** WORK ITEM **
Please quote exactly the lines below from the line containing "egress_port : 5" to the line containing "fixed-width unsigned integer", both lines included, and nothing else.

** GIVEN RECORDS **
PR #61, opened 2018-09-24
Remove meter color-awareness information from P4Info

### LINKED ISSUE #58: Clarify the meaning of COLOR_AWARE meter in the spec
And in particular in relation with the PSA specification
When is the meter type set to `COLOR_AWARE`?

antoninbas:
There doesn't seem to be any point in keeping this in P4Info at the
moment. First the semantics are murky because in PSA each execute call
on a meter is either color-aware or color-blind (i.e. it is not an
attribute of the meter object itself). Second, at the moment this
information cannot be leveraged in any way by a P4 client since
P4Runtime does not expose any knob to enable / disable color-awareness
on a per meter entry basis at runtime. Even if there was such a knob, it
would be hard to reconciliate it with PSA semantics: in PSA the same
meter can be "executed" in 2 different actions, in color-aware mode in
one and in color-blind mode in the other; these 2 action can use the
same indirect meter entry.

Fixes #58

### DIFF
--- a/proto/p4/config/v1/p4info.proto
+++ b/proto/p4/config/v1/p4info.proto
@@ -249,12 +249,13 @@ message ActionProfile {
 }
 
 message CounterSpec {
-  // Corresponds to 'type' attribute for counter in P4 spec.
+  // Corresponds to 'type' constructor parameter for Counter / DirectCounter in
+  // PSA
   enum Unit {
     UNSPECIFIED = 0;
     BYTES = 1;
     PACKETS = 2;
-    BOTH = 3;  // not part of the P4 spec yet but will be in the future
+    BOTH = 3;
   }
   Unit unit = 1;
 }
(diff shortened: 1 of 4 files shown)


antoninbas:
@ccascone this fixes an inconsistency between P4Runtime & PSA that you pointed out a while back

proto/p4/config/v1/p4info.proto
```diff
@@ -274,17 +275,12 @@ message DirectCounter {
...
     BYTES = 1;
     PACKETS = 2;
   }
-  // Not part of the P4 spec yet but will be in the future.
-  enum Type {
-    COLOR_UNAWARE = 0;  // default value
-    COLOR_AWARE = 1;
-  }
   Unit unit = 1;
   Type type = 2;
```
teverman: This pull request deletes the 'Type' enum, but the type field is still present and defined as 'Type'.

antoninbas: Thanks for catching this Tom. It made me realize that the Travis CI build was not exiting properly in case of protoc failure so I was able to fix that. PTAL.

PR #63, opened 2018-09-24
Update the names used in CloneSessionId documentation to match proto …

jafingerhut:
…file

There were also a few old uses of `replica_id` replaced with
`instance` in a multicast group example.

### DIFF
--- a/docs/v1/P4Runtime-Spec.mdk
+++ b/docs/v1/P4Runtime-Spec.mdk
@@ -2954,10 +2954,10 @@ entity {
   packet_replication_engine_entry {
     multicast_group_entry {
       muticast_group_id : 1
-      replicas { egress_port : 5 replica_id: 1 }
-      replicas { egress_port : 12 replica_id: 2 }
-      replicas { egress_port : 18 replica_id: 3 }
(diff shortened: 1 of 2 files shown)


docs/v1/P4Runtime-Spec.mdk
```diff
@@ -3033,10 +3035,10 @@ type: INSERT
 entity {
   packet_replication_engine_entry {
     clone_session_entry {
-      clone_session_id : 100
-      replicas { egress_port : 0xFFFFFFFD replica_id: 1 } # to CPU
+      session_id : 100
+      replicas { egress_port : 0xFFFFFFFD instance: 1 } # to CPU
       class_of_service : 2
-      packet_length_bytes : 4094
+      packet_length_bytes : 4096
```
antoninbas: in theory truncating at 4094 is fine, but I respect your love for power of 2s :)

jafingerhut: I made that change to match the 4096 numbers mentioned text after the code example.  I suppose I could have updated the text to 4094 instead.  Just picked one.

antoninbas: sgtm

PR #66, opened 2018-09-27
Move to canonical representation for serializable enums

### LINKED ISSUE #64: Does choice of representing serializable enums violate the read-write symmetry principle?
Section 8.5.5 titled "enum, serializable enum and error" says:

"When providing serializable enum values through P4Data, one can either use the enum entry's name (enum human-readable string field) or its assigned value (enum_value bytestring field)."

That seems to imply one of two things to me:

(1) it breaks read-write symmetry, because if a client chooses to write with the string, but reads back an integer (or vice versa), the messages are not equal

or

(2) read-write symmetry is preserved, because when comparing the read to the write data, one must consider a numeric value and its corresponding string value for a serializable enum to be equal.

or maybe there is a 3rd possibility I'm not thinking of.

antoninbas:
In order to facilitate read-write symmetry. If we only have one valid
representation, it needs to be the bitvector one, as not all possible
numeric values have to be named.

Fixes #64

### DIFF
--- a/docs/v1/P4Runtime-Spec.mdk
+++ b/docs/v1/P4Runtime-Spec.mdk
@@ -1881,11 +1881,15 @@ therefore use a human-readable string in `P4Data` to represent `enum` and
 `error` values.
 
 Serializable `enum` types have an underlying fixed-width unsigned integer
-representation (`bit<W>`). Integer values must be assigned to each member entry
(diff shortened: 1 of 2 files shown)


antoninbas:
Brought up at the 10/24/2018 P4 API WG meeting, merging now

** SOLUTION **
-      replicas { egress_port : 5 replica_id: 1 }
-      replicas { egress_port : 12 replica_id: 2 }
-      replicas { egress_port : 18 replica_id: 3 }
(diff shortened: 1 of 2 files shown)


docs/v1/P4Runtime-Spec.mdk
```diff
@@ -3033,10 +3035,10 @@ type: INSERT
 entity {
   packet_replication_engine_entry {
     clone_session_entry {
-      clone_session_id : 100
-      replicas { egress_port : 0xFFFFFFFD replica_id: 1 } # to CPU
+      session_id : 100
+      replicas { egress_port : 0xFFFFFFFD instance: 1 } # to CPU
       class_of_service : 2
-      packet_length_bytes : 4094
+      packet_length_bytes : 4096
```
antoninbas: in theory truncating at 4094 is fine, but I respect your love for power of 2s :)

jafingerhut: I made that change to match the 4096 numbers mentioned text after the code example.  I suppose I could have updated the text to 4094 instead.  Just picked one.

antoninbas: sgtm

PR #66, opened 2018-09-27
Move to canonical representation for serializable enums

### LINKED ISSUE #64: Does choice of representing serializable enums violate the read-write symmetry principle?
Section 8.5.5 titled "enum, serializable enum and error" says:

"When providing serializable enum values through P4Data, one can either use the enum entry's name (enum human-readable string field) or its assigned value (enum_value bytestring field)."

That seems to imply one of two things to me:

(1) it breaks read-write symmetry, because if a client chooses to write with the string, but reads back an integer (or vice versa), the messages are not equal

or

(2) read-write symmetry is preserved, because when comparing the read to the write data, one must consider a numeric value and its corresponding string value for a serializable enum to be equal.

or maybe there is a 3rd possibility I'm not thinking of.

antoninbas:
In order to facilitate read-write symmetry. If we only have one valid
representation, it needs to be the bitvector one, as not all possible
numeric values have to be named.

Fixes #64

### DIFF
--- a/docs/v1/P4Runtime-Spec.mdk
+++ b/docs/v1/P4Runtime-Spec.mdk
@@ -1881,11 +1881,15 @@ therefore use a human-readable string in `P4Data` to represent `enum` and
 `error` values.
 
 Serializable `enum` types have an underlying fixed-width unsigned integer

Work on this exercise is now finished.